AUSTIN, Minn. – The second commercial year of dicamba tolerant soybeans is nearly done. For this upcoming third field year, growers, agronomists and seed companies are reviewing the results. The big question on growers’ minds is what the future of this technology is and how will dicamba applications change.

The first year dicamba tolerant soybeans were commercially available, 2017, was a controversial season. Weed control with dicamba based herbicides was effective and growers were excited to have this tool available. On the other hand, the issues with application caused problems for other growers.

“Many weed control problems that were prevalent pre-dicamba were rectified in 2017. Instead of weed control issues, application concerns and off-site damage were the new concerns regarding dicamba,” said Nick Schiltz, Agricultural Science instructor with Riverland Community College, Austin. “New issues arose that season that have been corrected in some degree in 2018.”

The stringent label restrictions that were put in place at both state and federal levels for dicamba-based herbicides labeled for use on soybeans appear to have been effective.

“Iowa State University Extension reported that offsite movement was lower this year than what it was in 2017,” said Schiltz. “That could be due to more growers are growing dicamba soybeans, more closely following label restrictions, and also better technologies available in the market for growers to use.”

Another contributing factor would be the wet spring and late planting. Dicamba application is restricted to before June 20 in Minnesota. Many growers were not able to meet that application timeframe, so while they had the tolerant varieties in the field, they did not get the herbicide applied. Dicamba restrictions are also set for the first reproductive stage (R1) or beginning flower set in soybeans.

“In terms of yield of the dicamba soybeans, yields have been very nice,” he said. “Amongst all seed companies, dicamba yield results have steadily increased with each successive season. For years, companies stockpiled soybean reserves and invested heavily into research and development into this new mode of action for soybean weed control. With all the generations, better selection and breeding yields better products. The yields are on-par and/or exceeding that of the Roundup Ready soybeans.”

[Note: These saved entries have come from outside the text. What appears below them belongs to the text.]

PR #91, opened 2020-02-10
remove is_stdlib refs

ZacLN:
This no longer seems to be used?


ZacLN:
Hmm, we don't seem to be testing against master or 1.4.0-rc1, can we?

PR #111, opened 2020-03-09
Don't crash when a UUID is missing in manifest

davidanthoff:
Fixes a problem seen in crash reporting.

Also removes the return value, as far as I can tell it is not used anywhere.


ZacLN:
Ignore that last comment - it get's automatically converted back to a string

Improved yields and improved application practices are good news for growers looking to take advantage of the technology in 2019.

The seed companies that offer the dicamba tolerant soybeans, Monsanto, Pioneer and Syngenta are looking to expand and push those beans.

“Certainly, there has been a shrinking of non-dicamba soybeans on the market. There has been less and less available. Seed companies understand growers’ concerns for weed control and are pushing new varieties onto the market to use as result,” he said. “This rivals the period of when Roundup Ready was introduced in the late 1990s. With each season, less and less conventional and non-Roundup Ready soybeans were available on a wide scale. In 2018, the same reasons why Roundup was introduced are the reasons Roundup Ready 2 Xtend are being produced. There was acceptance and a big push to release these products for growers to use.”

Not unlike Roundup, growers also seem more inclined to buy dicamba beans as the product as it enters its fourth year in the fields. If anything, planting dicamba tolerant beans is an insurance policy – insurance against potentially difficult weeds and insurance against potential off-target movement.

In the end, it will all come down to costs. Profit margins for growers are getting increasingly tight. For growers getting good yields and weed control without the added trait, the costs may not be justified. Other growers fighting resistant weeds that are taking away yield, they have a real need for this product.

It is still unknown if or how label restrictions may change on the dicamba-based herbicides for 2019 applications.

“Think about how remarkable this science is. 2,4-D was the first major chemical herbicide available in the 1940s. Herbicides were used in ounces instead of in pounds. It was also one of the first non-selective herbicides available to control all broad leaves. With the advances in soybean breeding during the 1980s and 1990s, growers are using a similar herbicide to kill weeds in a broadleaf crop,” said Schiltz. “While it is a wildly scientific feat, there needs to be development and there needs to be refinement on how we utilize this.”